System Configuration
CPU AMD Ryzen 7 3700X: 8 cores/ 16 threads, 32MB L3 Cache
O/C to 4.20 GHz (42x 100 MHz) at 1.3625 V Core
CPU Cooler Fractal Design Celsius S24 2x 120mm Closed-Loop Liquid Cooler
Motherboard MSI X570 Ace: AMD X570, Socket AM4
RAM PNY XLR8 MD32GK2D4320016XR: 2x 16GB DDR4-3200
T-Force Vulcan Z TLZGD416G3200HC16CDC0 DDR4-3200
Graphics Gigabyte GeForce RTX 2070 Gaming OC 8G: GeForce RTX 2070
1815 MHz GPU, GDDR6-14000, Maximum Fan When Listed
Hard Drives Toshiba OCZ RD400 256GB NVMe SSD
Sound Integrated HD Audio
Network Integrated Gigabit Networking
Power Cooler Master XG 750 Plus Plantinum: Fully modular, 80Plus Platinum
Test Configuration
Load Software AIDA 64 Engineer Version 6.00.5100, Stress CPU, FPU, Cache, GPU
H/W Monitoring HWiNFO64 v6.28-4200
SPL Monitoring Galaxy CM-140 SPL Meter: Tested at 1/4 m, corrected to 1 m (-12 dB)
Test Results

The tough part about reading case performance charts is remembering that lower is better for both temperatures and noise. When we got that to stick, we realized that the TD500 Mesh produced lower CPU temperatures than any of the four cases that preceded it. This probably means that the intake fans are quite powerful.

Lower voltage regulator temperatures generally correspond to ideal positioning of our closed loop cooler’s fans in relation to the voltage regulator’s heat sink. The TD500 Mesh does this.
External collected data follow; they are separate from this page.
Issue #1012, opened 2017-04-05
idle-timeout became broken between 10.0.4 and 10.0.5?


ktoso:
It seems we may have broken idle timeouts in 10.0.5, I will look into this immediately,

Notes: 

> It appears that this might indeed be a bug introduced during a change to make the transport API more pluggable. You can see that in v10.0.4 Tcp().outgoingConnection explicitly sets the idleTimeout, whereas in the current master it relies on that to be set by the passed in, pluggable transport. This would be ok as @ClientTransport.TCPTransport utilizes the passed in idleTimeout which the transport is utilized by the PoolInterfaceActor after having been created by the ConnectionSettings here. So, all that said, at a fair review it looks like the timeout should still be handled appropriately as everything seems to be instantiated at the correct times. So we will have to dig a bit deeper to determine if and how this pluggable change affected items such as timeout.

ktoso:
Working on it

jrudolph:
Ok, I see what the problem is here. It has nothing to do with passing the settings around but it's this particular usage of setting the idle-timeout which doesn't work any more:

```scala
val poolSettings = ConnectionPoolSettings(system).withConnectionSettings( 
  ClientConnectionSettings(system) 
    .withConnectingTimeout(6.seconds) 
    .withIdleTimeout(6.seconds) 
)
```

Setting the idle-timeout from `application.conf` should still work.

The reason that it doesn't work any more is that `ConnectionPoolSettings(system)` already configures the transport with the `idle-timeout` as given in the config file and `withConnectionSettings` doesn't make sure to apply a changed idle-timeout also to the transport.

ktoso:
I would still call that "passing settings around", but yeah - it's about that case.

> The reason that it doesn't work any more is that ConnectionPoolSettings(system) already configures the transport with the idle-timeout as given in the config file and withConnectionSettings doesn't make sure to apply a changed idle-timeout also to the transport.

Yes, which I think I was addressing in my PR, though it's been a week so lemme try to review it myself again and see if really fixing the root issue.

Issue #1009, opened 2017-04-01
Configuration options could use clarification on dependencies between them.


ShaneDelmore:
Config options around sizing are a bit confusing right now.  

Consider setting up 2 Akka-Http services, A and B, where A makes requests to B for streaming data, say a 20MB file.

Which options would you set?

Akka-Http Client on service A defaults to 4 connections, Akka-Http Server on service B defaults to serving 1024 connections.

You will run into a runtime error if testing with a 5MB file you will be surprised at runtime to find out that a 10MB file will not work due to Max-Content-Length.

What settings will you need to make sure this does not fail with chunk size incorrect errors?  What if someone sets the chunk size different on each service?

max-content-length?
decode-max-bytes-per-chunk?
max-chunk-size?

Which of these are dependent upon which and will break if they are set to incompatible settings?

Do they need to be set in:
akka.http.client?
akka.http.server?
akka.http.pool?
akka.http.pool.client?
akka.http.parsing?
akka.http.client.parsing?
akka.http.host-connection-pool.client.parsing?

If you set one and miss another will the service fail at runtime due to incompatible sizes or will it adjust/re-chunk dynamically?

Is there a best practice advice to verify all of these settings are correct and compatible?  For example always test with a file at least 2x the size of akka.http.foo.setting?

ktoso:
Thanks for the ticket, definitely a candidate for docs improvements - triaged.

ShaneDelmore:
After more exploration I believe the configuration options were not the core problem in the particular case I was dealing with, but that they were actually ignored.  I was able to find no configuration setting that actually limited the size of the chunks being created by Akka-Http server and eventually found the Chunker implementation in the Akka-Streams cookbook.  

This implementation is useful enough to include in the cookbook, it may be useful enough to include in akka-streams directly, or even better build in support for re-chunking according to maximum chunk size in Akka-Http directly.

jrudolph:
I think there's no general rule here. A server will usually have a number of clients so the constraints may be different ones than you face on the client. We might be able to improve chunking. If the user is not interested in the actual chunk boundaries (which they shouldn't be as intermediates are free to rechunk), then we can just deliver partial chunks without having to buffer. (Indefinite buffering is what the check is trying to prevent.)

PR #1014, opened 2017-04-06
Resolve timeout handling regression in 10.0.5 in new Transports style

ktoso:
Resolves https://github.com/akka/akka-http/issues/1012

Though we may want to discuss the entire settings design in depth rather soon.
See also: https://github.com/akka/akka-http/issues/1009

### DIFF
--- a/akka-http-core/src/main/scala/akka/http/javadsl/ClientTransport.scala
+++ b/akka-http-core/src/main/scala/akka/http/javadsl/ClientTransport.scala
@@ -25,7 +25,7 @@ abstract class ClientTransport { outer ⇒
 
 object ClientTransport {
   def TCP(localAddress: Optional[InetSocketAddress], settings: ClientConnectionSettings): ClientTransport =
-    scaladsl.ClientTransport.TCP(localAddress.asScala, settings.asScala).asJava
+    ??? // scaladsl.ClientTransport.TCP(localAddress.asScala).asJava FIXME
 
   def fromScala(scalaTransport: scaladsl.ClientTransport): ClientTransport =
     scalaTransport match {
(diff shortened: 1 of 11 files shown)


akka-http-core/src/main/scala/akka/http/javadsl/ClientTransport.scala
```diff
@@ -39,15 +40,15 @@ object ClientTransport {
...
-      JavaMapping.toJava(delegate.connectTo(host, port)(system))
+      JavaMapping.toJava(delegate.connectTo(host, port, settings)(system))
     }
   }
   private class JavaWrapper(val delegate: ClientTransport) extends scaladsl.ClientTransport {
-    def connectTo(host: String, port: Int)(implicit system: ActorSystem): akka.stream.scaladsl.Flow[ByteString, ByteString, Future[scaladsl.Http.OutgoingConnection]] = {
+    def connectTo(host: String, port: Int, settings: ClientConnectionSettings)(implicit system: ActorSystem): akka.stream.scaladsl.Flow[ByteString, ByteString, Future[scaladsl.Http.OutgoingConnection]] = {
       import system.dispatcher
-      JavaMapping.toScala(delegate.connectTo(host, port, system))
+      ??? // JavaMapping.toScala(delegate.connectTo(host, port, system))
```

Lower chipset temperatures also indicate superior airflow, but at a lower portion of the motherboard. In fact, this portion aligns with the graphics card, so we expect that to also show a temperature improvement.
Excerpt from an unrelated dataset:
Issue #1017, opened 2017-04-06
Problem with "super-marshaller" for various content types


Susak:
For example I have two marshallers for different content-types, which provide marshalling for MyClass to String.
I have run the following code.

Even though it barely edges out the Gamdias Talos E3 in GPU cooling, the TD500 Mesh remains the temperature winner in all categories.
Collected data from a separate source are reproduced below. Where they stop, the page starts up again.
Issue #243, opened 2016-09-12
Trigger content negotiation failures before response generation


ktoso:
<a href="https://github.com/sirthias"><img src="https://avatars.githubusercontent.com/u/135347?v=3" align="left" width="96" height="96" hspace="10"></img></a> **Issue by [sirthias](https://github.com/sirthias)**
_Monday Mar 02, 2015 at 10:22 GMT_
_Originally opened as https://github.com/akka/akka/issues/16974_

----

Currently the marshalling infrastructure only gets invoked once the actual response has been produced. This means that content negotiation failures are triggered late, after the backend has already processed the response. For safe methods (e.g. GET) this only results in the wasted work for retrieving the resource (which might already be significant), but for unsafe methods this could actually result in a state change that doesn't get signaled properly to the client.

Currently a marshaller is defined as

```scala
sealed abstract class Marshaller[-A, +B] extends (A ⇒ Future[List[Marshalling[B]]])
```

which means that switching to a "fail early" model does require modification to the very core of the marshaling infrastructure. However, I currently don't see why it shouldn't be possible.

ktoso:
<a href="https://github.com/sirthias"><img src="https://avatars.githubusercontent.com/u/135347?v=3" align="left" width="48" height="48" hspace="10"></img></a> **Comment by [sirthias](https://github.com/sirthias)**
_Monday Mar 02, 2015 at 10:23 GMT_

----

/c @jrudolph

ktoso:
<a href="https://github.com/rkuhn"><img src="https://avatars.githubusercontent.com/u/470469?v=3" align="left" width="48" height="48" hspace="10"></img></a> **Comment by [rkuhn](https://github.com/rkuhn)**
_Tuesday Jun 16, 2015 at 07:24 GMT_

----

not sure what to make of this: should this be regarded as “triaged”, and if yes on which milestone?

ktoso:
<a href="https://github.com/sirthias"><img src="https://avatars.githubusercontent.com/u/135347?v=3" align="left" width="48" height="48" hspace="10"></img></a> **Comment by [sirthias](https://github.com/sirthias)**
_Tuesday Jun 16, 2015 at 10:11 GMT_

----

It's something that I'd keep as a general improvement point for the marshalling/unmarshalling infrastructure and as something that users can hang their hat onto, if they experience the problem.
My take is that it's not a high prio issue that we really need to schedule onto any particular milestone at this point.

ktoso:
[...]

PR #1019, opened 2017-04-07
[WIP] #1017 make marshaller composition more lazy

raboof:
When using `Marshalling.oneOf`, in some situations each marshaller is actually executed before picking the most suitable result.

While indeed we can't avoid allocating a `Marshalling` for each `Marshaller` (that would need a wider overhaul as described in #243), the actual marshalling can still be lazy at that point (https://github.com/akka/akka-http/blob/master/akka-http/src/main/scala/akka/http/scaladsl/marshalling/Marshaller.scala#L168).

It seems `Marshaller.compose` is forcing the early evaluation. This PR appears to confirm that, though it isn't obvious we can work that through without performing the ugly hacks in here.

### DIFF
--- a/akka-http/src/main/scala/akka/http/scaladsl/marshalling/Marshaller.scala
+++ b/akka-http/src/main/scala/akka/http/scaladsl/marshalling/Marshaller.scala
@@ -126,14 +126,34 @@ object Marshaller
   /**
    * Helper for creating a synchronous [[Marshaller]] to content with a fixed charset from the given function.
    */
-  def withFixedContentType[A, B](contentType: ContentType)(marshal: A ⇒ B): Marshaller[A, B] =
-    strict { value ⇒ Marshalling.WithFixedContentType(contentType, () ⇒ marshal(value)) }
+  def withFixedContentType[A, B](contentType: ContentType)(marshal: A ⇒ B): Marshaller[A, B] = {
+    val f1 = (value: A) ⇒ Marshalling.WithFixedContentType(contentType, () ⇒ marshal(value))
+    val f2 = (_: ExecutionContext) ⇒ (a: A) ⇒ FastFuture.successful(f1(a) :: Nil)
+    new Marshaller[A, B] {
+      def apply(value: A)(implicit ec: ExecutionContext) =
+        try f2(ec)(value)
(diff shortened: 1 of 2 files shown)


akka-http/src/main/scala/akka/http/scaladsl/marshalling/Marshaller.scala
```diff
@@ -126,14 +126,34 @@ object Marshaller
...
    * Helper for creating a synchronous [[Marshaller]] to content with a fixed charset from the given function.
    */
-  def withFixedContentType[A, B](contentType: ContentType)(marshal: A ⇒ B): Marshaller[A, B] =
-    strict { value ⇒ Marshalling.WithFixedContentType(contentType, () ⇒ marshal(value)) }
+  def withFixedContentType[A, B](contentType: ContentType)(marshal: A ⇒ B): Marshaller[A, B] = {
+    val f1 = (value: A) ⇒ Marshalling.WithFixedContentType(contentType, () ⇒ marshal(value))
+    val f2 = (_: ExecutionContext) ⇒ (a: A) ⇒ FastFuture.successful(f1(a) :: Nil)
+    new Marshaller[A, B] {
+      def apply(value: A)(implicit ec: ExecutionContext) =
+        try f2(ec)(value)
```
jrudolph: Could you inline those functions? The whole execution is strict so preallocation those lambdas is not beneficial.

ktoso:
> While indeed we can't avoid allocating a Marshalling for each Marshaller (that would need a wider overhaul as described in #243), the actual marshalling can still be lazy at that point (https://github.com/akka/akka-http/blob/master/akka-http/src/main/scala/akka/http/scaladsl/marshalling/Marshaller.scala#L168).

Good analysis, thanks.

akka-http/src/main/scala/akka/http/scaladsl/marshalling/Marshaller.scala
ktoso: +1 plz :)

jrudolph:
@raboof can you inline those lambdas and merge after validation? Would be nice to have in the next release?

ktoso:
I'll merge and cleanup

ktoso:
Resolves #1017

Remember what we said about the fans, and notice that the MasterBox TD500 Mesh is the noisiest of the four cases. These results would look even worse if not for the GPU fan’s noise overwhelming that of the TD500 Mesh’s front-panel fans. In real-world use, we’d just set these to automatic (motherboard) RPM control to get much less noise at somewhat higher temperatures.

The TD500 Mesh drops to second place in cooling-to-noise ratio, but its thermals still shine.

The MasterBox TD500 Mesh wins, but which one does it deserve? Two things that chisel value off this sub-$100 case is that it lacks a USB3 Type-C port (or a Gen2 front-panel cable to connect it) and that it has only enough mounting hardware to deploy two of its four 2.5” drive mounts. That level of economization is difficult to accept on a $100 case…even if it’s actually priced 1-2% under that mark.

Cooler Master MasterBox TD500 Mesh
Pros: Cons:
  • Class-leading cooling performance.
  • Triple ARGB fans with splitter cables.
  • Includes ARGB controller.
  • Separator-free slot panel for vertical card adapters.
  • No front fan filter.
  • No Type-C/Gen2 Front Panel connector/cable.
  • Limited installation kit.
  • Top cooling comes at moderately-high noise.
The Verdict:
The MasterCase TD500 Mesh offers high-end cooling to budget builders who are willing to sacrifice a few basic features.

While we’d rather pay a few dollars more to get a case with a front-panel Type-C connection and better dust filtration, those who focus their budget entirely on performance parts will just laugh at us and buy the TD500 Mesh anyway. As well they should: That’s why it got our stamp of approval.